(Stored data entries)
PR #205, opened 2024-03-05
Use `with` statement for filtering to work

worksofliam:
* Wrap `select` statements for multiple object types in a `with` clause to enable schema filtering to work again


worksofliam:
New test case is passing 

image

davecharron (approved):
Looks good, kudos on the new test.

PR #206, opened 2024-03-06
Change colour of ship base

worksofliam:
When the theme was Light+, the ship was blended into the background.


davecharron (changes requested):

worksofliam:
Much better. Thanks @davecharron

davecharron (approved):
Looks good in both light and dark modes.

> [Exercise goal] For each line above that holds the string "test", provide a copy of that line.

> [Answer space]
New test case is passing 
Looks good, kudos on the new test.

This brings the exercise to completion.